### Required work
Among the entries below, how many lines hold the word "their"? Reply with the number only.

--

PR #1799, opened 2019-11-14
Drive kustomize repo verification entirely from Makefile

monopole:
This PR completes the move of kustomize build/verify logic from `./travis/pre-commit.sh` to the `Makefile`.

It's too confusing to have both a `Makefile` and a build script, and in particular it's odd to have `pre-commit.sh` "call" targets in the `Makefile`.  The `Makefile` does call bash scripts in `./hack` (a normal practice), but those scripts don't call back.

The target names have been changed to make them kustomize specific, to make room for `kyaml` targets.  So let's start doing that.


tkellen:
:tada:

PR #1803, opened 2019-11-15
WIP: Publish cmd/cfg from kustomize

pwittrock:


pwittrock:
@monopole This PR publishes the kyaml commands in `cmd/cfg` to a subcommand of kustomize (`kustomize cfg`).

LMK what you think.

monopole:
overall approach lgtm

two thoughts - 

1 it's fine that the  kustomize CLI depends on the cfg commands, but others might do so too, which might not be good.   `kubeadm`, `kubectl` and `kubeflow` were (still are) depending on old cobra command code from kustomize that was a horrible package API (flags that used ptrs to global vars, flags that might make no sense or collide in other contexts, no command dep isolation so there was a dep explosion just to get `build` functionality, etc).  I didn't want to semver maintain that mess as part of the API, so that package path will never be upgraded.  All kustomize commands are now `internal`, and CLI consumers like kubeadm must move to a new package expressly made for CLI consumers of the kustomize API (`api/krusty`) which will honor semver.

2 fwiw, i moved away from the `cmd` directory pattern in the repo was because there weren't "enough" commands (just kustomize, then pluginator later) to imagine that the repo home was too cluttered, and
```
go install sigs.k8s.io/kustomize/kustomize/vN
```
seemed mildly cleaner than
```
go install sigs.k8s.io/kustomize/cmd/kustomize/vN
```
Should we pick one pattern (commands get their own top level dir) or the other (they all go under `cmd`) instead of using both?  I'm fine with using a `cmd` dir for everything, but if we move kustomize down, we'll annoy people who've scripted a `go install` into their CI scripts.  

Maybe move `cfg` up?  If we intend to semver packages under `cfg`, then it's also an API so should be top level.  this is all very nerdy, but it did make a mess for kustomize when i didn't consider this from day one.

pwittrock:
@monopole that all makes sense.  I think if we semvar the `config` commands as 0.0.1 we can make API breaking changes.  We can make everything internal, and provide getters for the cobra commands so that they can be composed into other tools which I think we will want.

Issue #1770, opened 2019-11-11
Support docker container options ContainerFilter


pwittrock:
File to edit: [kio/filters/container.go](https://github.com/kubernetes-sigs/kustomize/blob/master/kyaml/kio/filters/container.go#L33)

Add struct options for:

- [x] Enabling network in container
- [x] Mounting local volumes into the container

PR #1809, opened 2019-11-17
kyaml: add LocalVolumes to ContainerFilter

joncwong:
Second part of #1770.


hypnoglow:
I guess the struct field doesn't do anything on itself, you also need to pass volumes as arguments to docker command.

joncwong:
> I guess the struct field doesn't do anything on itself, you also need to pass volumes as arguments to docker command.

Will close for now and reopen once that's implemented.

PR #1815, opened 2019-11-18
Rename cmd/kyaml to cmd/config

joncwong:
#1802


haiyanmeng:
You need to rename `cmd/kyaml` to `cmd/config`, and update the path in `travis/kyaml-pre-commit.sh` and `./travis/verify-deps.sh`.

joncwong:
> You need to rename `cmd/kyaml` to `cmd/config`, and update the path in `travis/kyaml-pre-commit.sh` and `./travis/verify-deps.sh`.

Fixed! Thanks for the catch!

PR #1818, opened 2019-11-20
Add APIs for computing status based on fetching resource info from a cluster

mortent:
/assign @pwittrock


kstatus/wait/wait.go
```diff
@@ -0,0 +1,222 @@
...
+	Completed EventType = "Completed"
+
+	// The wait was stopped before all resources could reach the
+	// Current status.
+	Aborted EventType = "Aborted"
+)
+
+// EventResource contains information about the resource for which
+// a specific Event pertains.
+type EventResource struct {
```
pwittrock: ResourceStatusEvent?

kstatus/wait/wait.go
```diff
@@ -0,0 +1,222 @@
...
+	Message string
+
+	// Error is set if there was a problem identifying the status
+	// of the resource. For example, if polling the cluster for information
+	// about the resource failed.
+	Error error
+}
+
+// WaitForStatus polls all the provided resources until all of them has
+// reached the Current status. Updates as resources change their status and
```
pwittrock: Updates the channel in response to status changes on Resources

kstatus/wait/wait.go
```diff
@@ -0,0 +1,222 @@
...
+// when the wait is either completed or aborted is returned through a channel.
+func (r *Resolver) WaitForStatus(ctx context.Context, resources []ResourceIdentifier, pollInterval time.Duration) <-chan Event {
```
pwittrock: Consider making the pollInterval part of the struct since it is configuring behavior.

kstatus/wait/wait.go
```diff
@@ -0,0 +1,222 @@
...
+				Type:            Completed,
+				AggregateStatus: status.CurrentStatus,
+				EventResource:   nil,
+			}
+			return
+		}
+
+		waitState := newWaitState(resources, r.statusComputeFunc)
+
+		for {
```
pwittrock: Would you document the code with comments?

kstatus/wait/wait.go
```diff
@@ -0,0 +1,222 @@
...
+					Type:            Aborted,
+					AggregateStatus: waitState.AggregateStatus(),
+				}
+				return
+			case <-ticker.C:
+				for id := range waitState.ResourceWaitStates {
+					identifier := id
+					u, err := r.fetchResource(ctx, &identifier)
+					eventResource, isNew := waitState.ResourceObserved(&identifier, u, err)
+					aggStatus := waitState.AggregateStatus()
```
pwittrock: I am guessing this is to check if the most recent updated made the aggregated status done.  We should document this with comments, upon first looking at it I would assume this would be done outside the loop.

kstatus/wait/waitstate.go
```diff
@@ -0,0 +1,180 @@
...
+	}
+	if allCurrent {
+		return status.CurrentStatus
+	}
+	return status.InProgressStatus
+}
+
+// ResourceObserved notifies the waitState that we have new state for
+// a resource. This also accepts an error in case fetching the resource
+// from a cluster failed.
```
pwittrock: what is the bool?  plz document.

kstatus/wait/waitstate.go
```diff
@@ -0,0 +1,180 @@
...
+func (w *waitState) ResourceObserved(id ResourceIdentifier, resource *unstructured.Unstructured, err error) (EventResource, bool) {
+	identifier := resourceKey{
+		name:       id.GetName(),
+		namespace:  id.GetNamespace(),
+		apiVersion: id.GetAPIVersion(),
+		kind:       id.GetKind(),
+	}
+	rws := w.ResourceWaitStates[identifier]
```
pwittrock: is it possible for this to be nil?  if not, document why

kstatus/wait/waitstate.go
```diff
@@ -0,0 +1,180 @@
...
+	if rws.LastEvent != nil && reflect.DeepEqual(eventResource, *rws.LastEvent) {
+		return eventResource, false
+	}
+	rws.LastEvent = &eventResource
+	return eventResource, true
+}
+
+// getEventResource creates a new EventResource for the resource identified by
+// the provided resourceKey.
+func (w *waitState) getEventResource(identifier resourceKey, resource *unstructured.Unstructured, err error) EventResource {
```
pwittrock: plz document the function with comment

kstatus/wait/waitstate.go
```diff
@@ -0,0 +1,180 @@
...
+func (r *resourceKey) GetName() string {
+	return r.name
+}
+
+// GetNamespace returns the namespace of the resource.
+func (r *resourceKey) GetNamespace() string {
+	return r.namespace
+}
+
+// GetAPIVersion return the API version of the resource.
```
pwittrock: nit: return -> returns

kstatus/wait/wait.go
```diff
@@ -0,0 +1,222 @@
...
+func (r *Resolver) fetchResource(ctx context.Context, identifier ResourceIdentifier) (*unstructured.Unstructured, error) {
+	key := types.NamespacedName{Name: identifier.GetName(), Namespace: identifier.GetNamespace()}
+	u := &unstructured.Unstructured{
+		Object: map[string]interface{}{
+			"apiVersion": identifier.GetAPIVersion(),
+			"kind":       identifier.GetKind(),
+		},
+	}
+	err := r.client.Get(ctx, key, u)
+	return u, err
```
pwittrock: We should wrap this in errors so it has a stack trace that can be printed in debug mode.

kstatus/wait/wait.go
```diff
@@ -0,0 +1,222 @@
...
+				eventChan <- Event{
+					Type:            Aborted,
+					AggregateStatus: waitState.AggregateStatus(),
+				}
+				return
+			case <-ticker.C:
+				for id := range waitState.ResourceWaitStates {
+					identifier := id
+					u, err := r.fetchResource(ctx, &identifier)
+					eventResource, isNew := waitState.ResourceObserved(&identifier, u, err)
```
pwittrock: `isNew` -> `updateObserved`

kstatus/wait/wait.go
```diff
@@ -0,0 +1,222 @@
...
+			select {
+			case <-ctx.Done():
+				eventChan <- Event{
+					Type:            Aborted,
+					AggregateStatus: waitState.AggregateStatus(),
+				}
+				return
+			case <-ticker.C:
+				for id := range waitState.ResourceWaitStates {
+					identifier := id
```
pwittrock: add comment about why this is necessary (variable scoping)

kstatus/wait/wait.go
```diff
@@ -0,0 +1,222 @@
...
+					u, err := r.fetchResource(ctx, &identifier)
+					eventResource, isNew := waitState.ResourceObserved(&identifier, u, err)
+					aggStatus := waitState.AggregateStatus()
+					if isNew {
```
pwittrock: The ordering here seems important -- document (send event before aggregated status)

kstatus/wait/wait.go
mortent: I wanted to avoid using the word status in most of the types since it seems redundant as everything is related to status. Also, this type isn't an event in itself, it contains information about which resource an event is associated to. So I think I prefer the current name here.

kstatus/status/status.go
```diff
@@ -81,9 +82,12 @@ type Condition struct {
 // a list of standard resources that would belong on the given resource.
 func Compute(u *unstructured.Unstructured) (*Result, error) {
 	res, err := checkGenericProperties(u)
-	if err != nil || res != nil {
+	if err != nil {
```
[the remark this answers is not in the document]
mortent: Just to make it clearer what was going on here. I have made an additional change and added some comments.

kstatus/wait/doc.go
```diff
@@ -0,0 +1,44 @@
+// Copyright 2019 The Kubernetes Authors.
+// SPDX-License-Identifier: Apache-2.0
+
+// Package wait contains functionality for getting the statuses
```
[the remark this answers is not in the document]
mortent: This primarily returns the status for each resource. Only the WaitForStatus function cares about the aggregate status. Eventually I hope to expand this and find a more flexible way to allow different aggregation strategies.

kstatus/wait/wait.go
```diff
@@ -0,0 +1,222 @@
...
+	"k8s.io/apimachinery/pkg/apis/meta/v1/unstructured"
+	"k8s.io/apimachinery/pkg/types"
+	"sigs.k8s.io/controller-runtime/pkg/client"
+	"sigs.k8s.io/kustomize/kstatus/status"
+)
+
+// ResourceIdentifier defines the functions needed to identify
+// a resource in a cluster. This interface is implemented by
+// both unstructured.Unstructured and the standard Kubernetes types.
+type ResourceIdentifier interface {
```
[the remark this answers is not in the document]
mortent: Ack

--

### Answer space
2